Input material
PR #524, opened 2020-07-09
Multi-location selection in map

### LINKED ISSUE #508: Multi-location: Edit mode for location selector box
**Description**
Multi-location designs include a selector box at top-left for selecting multiple locations.  This task implements the Edit mode of that box, integrates the set of selected locations with the map, and properly handles transitions into multi-location and back out again.

**Acceptance Criteria**
- [x] implement adding a new location;
- [x] implement 5 location limit by showing message below when limit is reached;
- [x] implement "X" buttons at right;
- [x] implement editing previously selected locations;
- [x] update markers on map to reflect selected locations;
- [x] when clicking on map, edit active selected location (or add to list if needed).

candu:
# Issue Addressed
This PR closes #508 .

# Description
We update `FcPaneMap` to handle multi-location selections by adding new `locations` and `active` centreline layers.  `locations` layers are backed by a GeoJSON source that is updated to match the `locations` state from `vuex`, while `active` layers use Mapbox GL [filter expressions](https://docs.mapbox.com/mapbox-gl-js/example/query-similar-features/) to reflect hover / click interactions with individual map features.

As part of this, we also sever the connection between the selected location and hovered / selected features on the map - these must now be set separately.  We also refactor `easeToLocation` into the new `easeToLocations`, which builds a bounding box on multiple features before zooming.

Finally, we resolve an interaction bug with blur / focus states in `FcInputLocationSearch`.

# Tests
Quick manual testing in frontend.

### DIFF
--- a/lib/geo/GeoStyle.js
+++ b/lib/geo/GeoStyle.js
@@ -385,10 +385,10 @@ class GeoStyle {
     return STYLE_BASE_MAP_LIGHT;
   }
 
-  static getNonSymbolLayers({ aerial, dark, layers: { collisions, counts, volume } }) {
+  static getNonSymbolLayers({ aerial, dark, layers: { collisions, studies, volume } }) {
     if (aerial) {
       let paint = {};
-      if (collisions || counts || volume) {
+      if (collisions || studies || volume) {
         paint = {
           'raster-brightness-min': 0.2,
           'raster-opacity': 0.8,
--- a/lib/geo/GeoStyle.js
+++ b/lib/geo/GeoStyle.js
@@ -242,7 +242,6 @@ function injectSources(style) {
   addDynamicTileSource(style, 'studies:5', MapZoom.LEVEL_2, MapZoom.LEVEL_1);
   addDynamicTileSource(style, 'studies:10', MapZoom.LEVEL_2, MapZoom.LEVEL_1);
   addGeoJsonSource(style, 'locations');
-  addGeoJsonSource(style, 'active');
 }
 
 injectSources(STYLE_BASE_MAP_DARK);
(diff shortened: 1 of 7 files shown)


lib/geo/GeoStyle.js
```diff
@@ -436,6 +437,27 @@ class GeoStyle {
           ],
         },
       }),
+      {
+        id: 'locations-midblocks',
+        source: 'locations',
```
candu, line 442: IMHO we need to switch to a model where each `FcPaneMap` instance has its own `GeoStyle` instance.  Right now, changing the map options blows away the `locations` GeoJSON source data (tested this with both layer toggles and aerial mode) - I _suspect_ this is because we're rebuilding the style from the ground up each time we call `GeoStyle.get`.

web/components/FcPaneMap.vue
```diff
@@ -225,26 +270,16 @@ export default {
       'drawerOpen',
       'legendOptions',
       'locationMode',
+      'locations',
+      'locationsEdit',
```
candu, line 274: we don't use this anywhere right now!  in `locationsGeoJson`, we should be toggling between `this.locations` and `this.locationsEdit` depending on whether `this.locationMode === LocationMode.MULTI_EDIT`.

web/components/FcPaneMap.vue
```diff
@@ -345,43 +384,35 @@ export default {
...
+          if (type === 'Point') {
+            bounds.extend(coordinates);
+          } else if (type === 'LineString') {
+            coordinates.forEach((coordinatesPoint) => {
+              bounds.extend(coordinatesPoint);
+            });
+          }
         });
-      } else if (oldLocation === null) {
+        const cameraOptions = this.map.cameraForBounds(bounds, { padding: 40 });
```
candu, line 412: we should set `{ maxZoom: MapZoom.LEVEL_1.minzoom }` in the options here as well.  also separate camera options and add comment there too.

web/components/inputs/FcInputLocationSearch.vue
```diff
@@ -169,6 +166,29 @@ export default {
...
+       * handler is processed.
+       *
+       * By detecting this case here, we allow the state transition to
+       * `LocationSearchState.VALUE_SELECTED` within `actionSelect` to hide the dropdown instead,
+       * after the `@click` handler is processed.
+       */
+      const { relatedTarget: $relatedTarget } = e;
+      if ($relatedTarget !== null) {
+        const $list = $relatedTarget.closest('.fc-list-location-suggestions');
+        if (this.$refs.listLocationSuggestions !== undefined
```
candu, line 186: add comment here explaining need for `undefined` check, with [link to docs](https://vuejs.org/v2/guide/instance.html#Lifecycle-Diagram)

lib/geo/GeoStyle.js
candu: nvm, found a simpler solution here.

Work to be completed
In the records above, find the lines containing "injectSources" and copy them.

Response below
@@ -242,7 +242,6 @@ function injectSources(style) {
 injectSources(STYLE_BASE_MAP_DARK);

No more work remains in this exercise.